Nimrod Erez wrote:In test after test in the studio on the Eizo monitor we have, the P3 image looks much much better than the 709 picture, for whatever reason. Not using any LUTs for normalizing, just contrast and pivot on a third node in the line, all other corrections happen on the LOG material on a serial node prior to normalizing node. P3 image much smoother with richer colors. And this is just on an interview shot.
However that doesn't mean I'll end up grading the project in P3. Past conversions from 709 to DCP were super smooth and looked good on the big screen and the film will eventually exist streaming on Netflix = 709.
To me it sounds like only 98% of P3 on my monitor is not much of an issue because the what's important is not color gamut but hue, and Y gamut (As many F stops as the format supports basically.) As long as the hue doesn't shift, losing 2% of color is not such a big loss, especially on a historical documentary.
Will probably stick to 709 just to be on the safe side, for now.

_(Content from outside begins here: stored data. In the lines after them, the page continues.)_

PR #6837, opened 2022-04-18
libwmf, new recipe

Begasus:


media-libs/libwmf/libwmf-0.2.12~git.recipe
```diff
@@ -0,0 +1,143 @@
...
+BUILD()
+{
+	autoreconf -fi
+	runConfigure --omit-dirs binDir ./configure \
+		--bindir=$commandBinDir \
+		--with-docdir=$docDir \
+		--with-fontdir=$dataDir/libwmf/fonts \
+		--with-xtrafontmap=$dataDir/libwmf/fonts/fontmap #\
+#		--with-gsfontdir=$fontsDir/otfonts\
+#		--with-gsfontmap=$dataDir/ghostscript/9.55.0/lib/Fontmap.GS
```
Begasus, line 116: Still a bit unsure here, documentation isn't installed, so setting this isn't needed maybe, couldn't find any fontmap on my system (ghostscript_gpl and the urw fonts installed) ...

Begasus: From looking at some other recipes at repology I also see that they remove the fonts all together because they should be provided by gsfonts (which afaik doesn't exists in haikuports)?

jmairboeck: perhaps the URW base fonts (`urw_base35_fonts`) are meant here? They come from Ghostscript IIRC.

stick to 709 is a good idea.
i think you might be being fooled by what you are seeing. it's kind of like when I'm doing a grade and client says, "I like more how it looks there!" (the app gui instead of the broadcast monitor)
a dcp made from your computer monitor preset p3 setting is a dangerous route. you really have no idea what you are looking at (gamma? viewing environment? luminance?) without proper profiling and a test of that pipeline.
also
do you even know what the white point and gamut are? have you measured it?